[Opening Entries shown section]

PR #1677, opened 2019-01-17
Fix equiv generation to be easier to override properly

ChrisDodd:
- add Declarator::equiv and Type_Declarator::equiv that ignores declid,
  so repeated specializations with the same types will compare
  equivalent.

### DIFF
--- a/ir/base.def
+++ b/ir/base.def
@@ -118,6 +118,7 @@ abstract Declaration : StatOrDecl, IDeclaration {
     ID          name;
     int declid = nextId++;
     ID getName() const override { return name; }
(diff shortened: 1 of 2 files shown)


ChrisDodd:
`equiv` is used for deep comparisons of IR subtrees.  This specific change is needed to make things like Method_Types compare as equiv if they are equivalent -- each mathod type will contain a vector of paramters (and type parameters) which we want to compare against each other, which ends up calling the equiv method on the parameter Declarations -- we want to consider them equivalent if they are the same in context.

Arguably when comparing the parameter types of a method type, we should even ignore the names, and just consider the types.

[Closing Entries shown section]

About this exercise: Your task is to reproduce the full listing exactly.

Response area:
PR #1677, opened 2019-01-17
Fix equiv generation to be easier to override properly

ChrisDodd:
- add Declarator::equiv and Type_Declarator::equiv that ignores declid,
  so repeated specializations with the same types will compare
  equivalent.

### DIFF
--- a/ir/base.def
+++ b/ir/base.def
@@ -118,6 +118,7 @@ abstract Declaration : StatOrDecl, IDeclaration {
     ID          name;
     int declid = nextId++;
     ID getName() const override { return name; }
(diff shortened: 1 of 2 files shown)


ChrisDodd:
`equiv` is used for deep comparisons of IR subtrees.  This specific change is needed to make things like Method_Types compare as equiv if they are equivalent -- each mathod type will contain a vector of paramters (and type parameters) which we want to compare against each other, which ends up calling the equiv method on the parameter Declarations -- we want to consider them equivalent if they are the same in context.

Arguably when comparing the parameter types of a method type, we should even ignore the names, and just consider the types.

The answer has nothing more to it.